**EXERCISE DETAILS**
Return each line of the listing that follows in which the string "False" can be found.

**SOURCE INFORMATION**
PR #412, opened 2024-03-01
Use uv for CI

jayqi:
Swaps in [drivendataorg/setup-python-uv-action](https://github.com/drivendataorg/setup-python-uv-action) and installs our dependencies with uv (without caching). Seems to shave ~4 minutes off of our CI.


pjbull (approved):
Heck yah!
...
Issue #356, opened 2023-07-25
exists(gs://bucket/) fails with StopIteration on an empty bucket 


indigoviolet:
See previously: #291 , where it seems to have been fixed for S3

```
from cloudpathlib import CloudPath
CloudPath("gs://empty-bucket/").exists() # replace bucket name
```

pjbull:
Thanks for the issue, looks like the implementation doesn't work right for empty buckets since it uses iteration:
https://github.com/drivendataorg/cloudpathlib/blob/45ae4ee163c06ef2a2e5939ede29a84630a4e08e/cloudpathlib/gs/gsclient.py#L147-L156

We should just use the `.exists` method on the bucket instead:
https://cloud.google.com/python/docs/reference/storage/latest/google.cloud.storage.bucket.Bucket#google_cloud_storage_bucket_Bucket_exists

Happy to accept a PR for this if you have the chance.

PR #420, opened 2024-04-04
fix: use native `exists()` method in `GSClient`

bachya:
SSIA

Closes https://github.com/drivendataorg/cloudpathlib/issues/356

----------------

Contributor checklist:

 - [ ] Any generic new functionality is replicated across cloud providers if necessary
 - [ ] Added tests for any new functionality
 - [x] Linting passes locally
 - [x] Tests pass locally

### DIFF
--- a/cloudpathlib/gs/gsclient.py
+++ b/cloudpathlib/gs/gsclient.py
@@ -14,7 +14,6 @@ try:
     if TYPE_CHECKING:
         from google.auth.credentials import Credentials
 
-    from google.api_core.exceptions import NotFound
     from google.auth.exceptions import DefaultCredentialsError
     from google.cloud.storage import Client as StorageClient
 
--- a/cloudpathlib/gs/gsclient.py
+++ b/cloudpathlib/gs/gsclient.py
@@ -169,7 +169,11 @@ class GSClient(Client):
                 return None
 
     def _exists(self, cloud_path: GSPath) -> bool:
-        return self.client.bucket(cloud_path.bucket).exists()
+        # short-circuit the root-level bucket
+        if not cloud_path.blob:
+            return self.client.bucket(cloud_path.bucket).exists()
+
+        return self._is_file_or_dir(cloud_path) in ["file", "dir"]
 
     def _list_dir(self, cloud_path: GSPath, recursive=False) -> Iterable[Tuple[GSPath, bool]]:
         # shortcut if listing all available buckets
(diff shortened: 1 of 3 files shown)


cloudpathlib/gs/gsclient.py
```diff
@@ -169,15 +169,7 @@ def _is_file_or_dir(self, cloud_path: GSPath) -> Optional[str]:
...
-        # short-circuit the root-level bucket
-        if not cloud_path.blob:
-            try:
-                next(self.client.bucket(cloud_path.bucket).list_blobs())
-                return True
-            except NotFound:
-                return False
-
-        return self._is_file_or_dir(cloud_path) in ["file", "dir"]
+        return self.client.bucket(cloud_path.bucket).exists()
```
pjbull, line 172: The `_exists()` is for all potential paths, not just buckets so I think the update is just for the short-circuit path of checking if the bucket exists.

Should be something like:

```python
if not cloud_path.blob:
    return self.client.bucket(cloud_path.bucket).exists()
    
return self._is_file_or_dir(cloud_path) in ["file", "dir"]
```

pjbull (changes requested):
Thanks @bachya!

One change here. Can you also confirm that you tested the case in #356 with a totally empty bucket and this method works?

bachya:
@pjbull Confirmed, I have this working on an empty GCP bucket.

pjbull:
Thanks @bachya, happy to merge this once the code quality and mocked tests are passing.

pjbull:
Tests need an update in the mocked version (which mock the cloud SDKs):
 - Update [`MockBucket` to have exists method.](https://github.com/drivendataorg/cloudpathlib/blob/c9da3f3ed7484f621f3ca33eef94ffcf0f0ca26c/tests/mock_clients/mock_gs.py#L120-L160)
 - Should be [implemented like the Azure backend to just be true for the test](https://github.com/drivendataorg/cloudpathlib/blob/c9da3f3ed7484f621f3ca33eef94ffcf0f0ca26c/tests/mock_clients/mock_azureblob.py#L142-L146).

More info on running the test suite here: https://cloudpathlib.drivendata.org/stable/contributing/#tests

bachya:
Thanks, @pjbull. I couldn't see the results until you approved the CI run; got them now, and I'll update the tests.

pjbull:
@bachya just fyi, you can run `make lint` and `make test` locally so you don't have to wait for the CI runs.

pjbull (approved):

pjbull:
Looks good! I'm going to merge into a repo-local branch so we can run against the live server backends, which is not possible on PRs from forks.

**WRITTEN ANSWER**
     def _list_dir(self, cloud_path: GSPath, recursive=False) -> Iterable[Tuple[GSPath, bool]]:
-                return False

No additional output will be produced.